**The problem:**
Each line of the entries that mentions the string "requires" needs to be reported.
★ ★ ★ ★
PR #287, opened 2017-05-08
Update hosts file in-place on Windows

gfyoung:
Add functionality to update hosts file in-place on Windows via command prompt administrator.

### DIFF
--- a/updateHostsFile.py
+++ b/updateHostsFile.py
@@ -440,14 +440,35 @@ def updateReadmeData():
 
 
 def moveHostsFileIntoPlace(finalFile):
+    """
+    Move the newly-created hosts file into its correct location on the OS.
+
+    For UNIX systems, the hosts file is "etc/hosts." On Windows, it's
+    "C:\Windows\system32\drivers\etc\hosts."
+
+    For this move to work, you must have administrator privileges to do this.
+    On UNIX systems, this means having "sudo" access, and on Windows, it
+    means being able to run command prompt in administrator mode.
+
+    Parameters
+    ----------
+    finalFile : str
+        The name of the newly-created hosts file to move.
+    """
+
+    filename = os.path.abspath(finalFile.name)
+
     if os.name == "posix":
-        print ("Moving the file requires administrative privileges. " +
-               "You might need to enter your password.")
-        if subprocess.call(["/usr/bin/sudo", "cp", os.path.abspath(finalFile.name), "/etc/hosts"]):
+        print("Moving the file requires administrative privileges. "
+              "You might need to enter your password.")
+        if subprocess.call(["/usr/bin/sudo", "cp", filename, "/etc/hosts"]):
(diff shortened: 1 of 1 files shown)


updateHostsFile.py
```diff
@@ -438,14 +438,35 @@ def updateReadmeData():
...
+        if subprocess.call(["/usr/bin/sudo", "cp", filename, "/etc/hosts"]):
             printFailure("Moving the file failed.")
     elif os.name == "nt":
-        print("Automatically moving the hosts file in place is not yet supported.")
-        print("Please move the generated file to %SystemRoot%\system32\drivers\etc\hosts")
+        print("Moving the file requires administrative "
+              "privileges in command prompt.")
+        if subprocess.call(["cmd", "/C", "copy", filename,
+                            "C:\Windows\system32\drivers\etc\hosts"]):
+            printFailure("Moving the file failed.")
```
StevenBlack: @gfyoung I'm hesitant to merge this for several reasons:
 
* So many version of Windows in userland.
* The user's rights to `C:\Windows\system32\drivers\etc\hosts`
* The Windows access control story is a steaming sewer fire.

I just fear that this potentially creates more problems than it resolves.  Your thoughts?

gfyoung: Hmm...to be fair, you do advocate using the batch files in the `README`, which does in fact copy files directly into this directory (you can't run this command unless you're administrator).  Thus, I'm not so concerned about that user's rights (your second point).

In terms of Windows compatibility across versions, I'm not sure what the target is, but I know that it works with machines as old as Windows 7.  I figured that unless someone has a machine older than this, that won't be a problem.

As for your final point, I do agree that this is a problem.  However, if people do run into this problem, we can always tell people to move the file manually unless they can provide a nice solution in code.

In short, I don't believe that that will be the case.  Let me know what you think.

gfyoung:
@StevenBlack : In light of discussion in #291, closing this.  Will transfer any clean-up changes to that PR.

gfyoung:
@StevenBlack : I have a branch on my fork called <a href="https://github.com/gfyoung/hosts/tree/windows-experimental"> windows-experimental </a> which incorporates all of the changes I've made to make the `updateHostsFiles.py` runnable on Windows (standalone).  I'm happy to maintain this, as I've found this to work quite well (at least on my machine and for several others).

If you have any interest in incorporating this into the main code-base (probably as a separate branch off `master` so that more proficient Windows users can use it), let me know!

gfyoung:
@StevenBlack :

https://support.microsoft.com/en-us/help/13853/windows-lifecycle-fact-sheet

(in reference to my comment [here](https://github.com/StevenBlack/hosts/issues/769#issuecomment-418470914))

With Windows 7 extended support scheduled to be ended in about 15 months (and Microsoft dropping support entirely for anything earlier than that), what do you think about revisiting this?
★ ★ ★ ★
**Written reply:**
-        print ("Moving the file requires administrative privileges. " +
+        print("Moving the file requires administrative privileges. "
+        print("Moving the file requires administrative "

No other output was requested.